* [Problem to solve]: Copy every line below that has the word "stevenvaleri" in it.

* * * * *

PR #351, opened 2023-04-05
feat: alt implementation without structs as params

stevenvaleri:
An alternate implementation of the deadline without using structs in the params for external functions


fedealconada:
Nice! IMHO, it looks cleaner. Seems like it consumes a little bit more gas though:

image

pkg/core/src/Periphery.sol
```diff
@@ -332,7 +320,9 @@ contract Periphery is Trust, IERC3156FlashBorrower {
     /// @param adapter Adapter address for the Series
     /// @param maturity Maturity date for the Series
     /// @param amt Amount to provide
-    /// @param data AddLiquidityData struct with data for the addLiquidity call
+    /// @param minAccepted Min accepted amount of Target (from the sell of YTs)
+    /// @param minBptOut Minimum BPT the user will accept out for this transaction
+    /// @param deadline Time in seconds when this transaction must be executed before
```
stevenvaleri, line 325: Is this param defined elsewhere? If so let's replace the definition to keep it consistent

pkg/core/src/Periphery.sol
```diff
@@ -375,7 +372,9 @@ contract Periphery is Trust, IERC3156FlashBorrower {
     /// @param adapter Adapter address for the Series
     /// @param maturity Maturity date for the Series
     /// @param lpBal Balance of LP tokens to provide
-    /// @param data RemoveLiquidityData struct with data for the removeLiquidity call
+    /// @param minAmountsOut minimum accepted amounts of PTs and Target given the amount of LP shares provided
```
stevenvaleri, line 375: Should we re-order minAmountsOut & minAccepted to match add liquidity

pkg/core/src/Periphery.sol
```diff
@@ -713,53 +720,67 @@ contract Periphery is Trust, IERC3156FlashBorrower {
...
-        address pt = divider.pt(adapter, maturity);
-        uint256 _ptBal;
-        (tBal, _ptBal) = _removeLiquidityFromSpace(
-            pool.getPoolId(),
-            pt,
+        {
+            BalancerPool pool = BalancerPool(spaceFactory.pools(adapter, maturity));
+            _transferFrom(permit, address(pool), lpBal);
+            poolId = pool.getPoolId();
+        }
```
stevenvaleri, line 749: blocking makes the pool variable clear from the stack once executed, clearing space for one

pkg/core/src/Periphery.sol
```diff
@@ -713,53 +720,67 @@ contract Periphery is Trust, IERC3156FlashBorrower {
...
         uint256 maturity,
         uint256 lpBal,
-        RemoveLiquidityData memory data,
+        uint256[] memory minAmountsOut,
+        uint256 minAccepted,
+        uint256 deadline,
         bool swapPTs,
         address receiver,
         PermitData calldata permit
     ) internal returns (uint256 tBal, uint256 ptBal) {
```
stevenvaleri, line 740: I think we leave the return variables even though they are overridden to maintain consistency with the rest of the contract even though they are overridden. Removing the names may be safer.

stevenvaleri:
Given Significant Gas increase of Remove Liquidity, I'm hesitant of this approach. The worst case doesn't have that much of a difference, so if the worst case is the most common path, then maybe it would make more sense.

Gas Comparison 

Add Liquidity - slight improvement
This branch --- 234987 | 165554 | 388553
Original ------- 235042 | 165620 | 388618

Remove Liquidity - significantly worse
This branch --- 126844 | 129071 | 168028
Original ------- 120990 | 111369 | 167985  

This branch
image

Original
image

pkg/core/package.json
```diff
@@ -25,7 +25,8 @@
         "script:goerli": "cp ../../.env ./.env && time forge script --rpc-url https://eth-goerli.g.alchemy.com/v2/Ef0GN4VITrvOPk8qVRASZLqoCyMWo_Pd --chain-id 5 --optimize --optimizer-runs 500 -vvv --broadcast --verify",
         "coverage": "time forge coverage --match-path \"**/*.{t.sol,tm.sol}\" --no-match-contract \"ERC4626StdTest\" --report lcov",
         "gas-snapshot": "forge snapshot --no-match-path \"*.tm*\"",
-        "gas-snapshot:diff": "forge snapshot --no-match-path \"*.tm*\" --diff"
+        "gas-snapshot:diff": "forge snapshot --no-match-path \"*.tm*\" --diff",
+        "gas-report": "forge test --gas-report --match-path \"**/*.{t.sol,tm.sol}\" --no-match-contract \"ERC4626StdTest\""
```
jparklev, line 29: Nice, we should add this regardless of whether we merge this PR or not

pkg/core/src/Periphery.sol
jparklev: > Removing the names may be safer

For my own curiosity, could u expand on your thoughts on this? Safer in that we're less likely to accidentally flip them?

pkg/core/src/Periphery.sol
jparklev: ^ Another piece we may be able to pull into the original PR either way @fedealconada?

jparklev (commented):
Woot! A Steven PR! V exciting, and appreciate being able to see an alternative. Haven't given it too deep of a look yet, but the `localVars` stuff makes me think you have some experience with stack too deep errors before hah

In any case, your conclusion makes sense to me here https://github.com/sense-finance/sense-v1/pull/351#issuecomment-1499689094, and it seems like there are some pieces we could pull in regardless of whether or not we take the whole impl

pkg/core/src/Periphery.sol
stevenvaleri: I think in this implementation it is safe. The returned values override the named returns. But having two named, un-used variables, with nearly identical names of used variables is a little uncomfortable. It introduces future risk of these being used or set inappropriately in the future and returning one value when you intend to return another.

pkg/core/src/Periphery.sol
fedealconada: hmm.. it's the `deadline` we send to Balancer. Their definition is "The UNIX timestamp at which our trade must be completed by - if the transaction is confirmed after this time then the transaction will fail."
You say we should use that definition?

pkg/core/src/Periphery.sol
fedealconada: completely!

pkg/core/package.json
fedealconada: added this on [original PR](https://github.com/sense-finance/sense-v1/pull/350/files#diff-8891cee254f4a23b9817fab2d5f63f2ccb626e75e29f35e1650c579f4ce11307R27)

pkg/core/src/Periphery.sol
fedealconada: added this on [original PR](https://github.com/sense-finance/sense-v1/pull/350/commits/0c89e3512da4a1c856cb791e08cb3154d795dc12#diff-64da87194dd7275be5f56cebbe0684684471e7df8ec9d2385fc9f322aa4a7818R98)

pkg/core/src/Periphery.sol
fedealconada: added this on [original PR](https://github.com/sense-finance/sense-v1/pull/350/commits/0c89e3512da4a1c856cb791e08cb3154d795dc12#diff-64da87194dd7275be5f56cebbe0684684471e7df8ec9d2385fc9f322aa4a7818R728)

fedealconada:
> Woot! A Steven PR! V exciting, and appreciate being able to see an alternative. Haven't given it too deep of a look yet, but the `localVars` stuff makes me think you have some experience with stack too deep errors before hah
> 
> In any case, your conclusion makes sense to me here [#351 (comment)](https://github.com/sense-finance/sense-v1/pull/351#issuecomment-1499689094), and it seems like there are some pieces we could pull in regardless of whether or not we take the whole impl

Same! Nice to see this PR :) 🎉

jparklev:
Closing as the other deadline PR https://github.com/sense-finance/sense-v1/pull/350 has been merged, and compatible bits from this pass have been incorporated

* * * * *

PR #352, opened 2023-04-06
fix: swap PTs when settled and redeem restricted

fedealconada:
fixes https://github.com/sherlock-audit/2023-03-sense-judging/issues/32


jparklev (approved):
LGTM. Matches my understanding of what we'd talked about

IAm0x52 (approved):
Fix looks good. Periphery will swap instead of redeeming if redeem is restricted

* * * * *

* [Written reply]:
stevenvaleri:
stevenvaleri, line 325: Is this param defined elsewhere? If so let's replace the definition to keep it consistent
stevenvaleri, line 375: Should we re-order minAmountsOut & minAccepted to match add liquidity
stevenvaleri, line 749: blocking makes the pool variable clear from the stack once executed, clearing space for one
stevenvaleri, line 740: I think we leave the return variables even though they are overridden to maintain consistency with the rest of the contract even though they are overridden. Removing the names may be safer.
stevenvaleri:
stevenvaleri: I think in this implementation it is safe. The returned values override the named returns. But having two named, un-used variables, with nearly identical names of used variables is a little uncomfortable. It introduces future risk of these being used or set inappropriately in the future and returning one value when you intend to return another.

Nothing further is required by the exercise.